■ ACTION ITEM ■
Are you able to quote each entry exactly as written?

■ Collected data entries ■
PR #86, opened 2026-04-14
Handle event API uniformity

spencerc99:
Add dispatchEvent/onEvent to PresenceRoom and playhtml for cleaner event API

- `room.dispatchEvent(type, payload?)` and `room.onEvent(type, callback)` for domain-scoped events via PresenceRoom
- `playhtml.dispatchEvent(type, payload?)` and `playhtml.onEvent(type, callback)` for page-scoped events
- `onEvent` returns an unsubscribe function directly (no ID tracking needed)
- Deprecate `dispatchPlayEvent`, `registerPlayEventListener`, `removePlayEventListener` (still functional, no breaking change)

### DIFF
--- a/.changeset/presence-room-events.md
+++ b/.changeset/presence-room-events.md
@@ -1,0 +1,12 @@
+---
+"playhtml": minor
+"@playhtml/common": minor
+"@playhtml/react": minor
+---
+
+Add dispatchEvent/onEvent to PresenceRoom and playhtml for cleaner event API
+
+- `room.dispatchEvent(type, payload?)` and `room.onEvent(type, callback)` for domain-scoped events via PresenceRoom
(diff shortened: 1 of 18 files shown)


spencerc99:
## Code review

- **P2 [`packages/common/src/index.ts:257`](https://github.com/spencerc99/playhtml/blob/d22560748e97b475a73c950fa8f79c12d06ad603/packages/common/src/index.ts#L257) adds public event APIs without the required docs/starter coverage.** The repo instructions require package behavior/API changes to update relevant `apps/docs/` docs, and require both starter templates to be updated for public core API changes. This PR adds `PresenceRoom.dispatchEvent` / `onEvent` and page-level event APIs, but its changed-file list has no `apps/docs/` files and no `templates/react-starter/` or `templates/html-starter/` files. Add the user-facing docs and starter updates so the public API change is documented where users actually copy from.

■ ANSWER FOR THIS EXERCISE ■
PR #86, opened 2026-04-14
Handle event API uniformity

spencerc99:
Add dispatchEvent/onEvent to PresenceRoom and playhtml for cleaner event API

- `room.dispatchEvent(type, payload?)` and `room.onEvent(type, callback)` for domain-scoped events via PresenceRoom
- `playhtml.dispatchEvent(type, payload?)` and `playhtml.onEvent(type, callback)` for page-scoped events
- `onEvent` returns an unsubscribe function directly (no ID tracking needed)
- Deprecate `dispatchPlayEvent`, `registerPlayEventListener`, `removePlayEventListener` (still functional, no breaking change)

### DIFF
--- a/.changeset/presence-room-events.md
+++ b/.changeset/presence-room-events.md
@@ -1,0 +1,12 @@
+---
+"playhtml": minor
+"@playhtml/common": minor
+"@playhtml/react": minor
+---
+
+Add dispatchEvent/onEvent to PresenceRoom and playhtml for cleaner event API
+
+- `room.dispatchEvent(type, payload?)` and `room.onEvent(type, callback)` for domain-scoped events via PresenceRoom
(diff shortened: 1 of 18 files shown)


spencerc99:
## Code review

- **P2 [`packages/common/src/index.ts:257`](https://github.com/spencerc99/playhtml/blob/d22560748e97b475a73c950fa8f79c12d06ad603/packages/common/src/index.ts#L257) adds public event APIs without the required docs/starter coverage.** The repo instructions require package behavior/API changes to update relevant `apps/docs/` docs, and require both starter templates to be updated for public core API changes. This PR adds `PresenceRoom.dispatchEvent` / `onEvent` and page-level event APIs, but its changed-file list has no `apps/docs/` files and no `templates/react-starter/` or `templates/html-starter/` files. Add the user-facing docs and starter updates so the public API change is documented where users actually copy from.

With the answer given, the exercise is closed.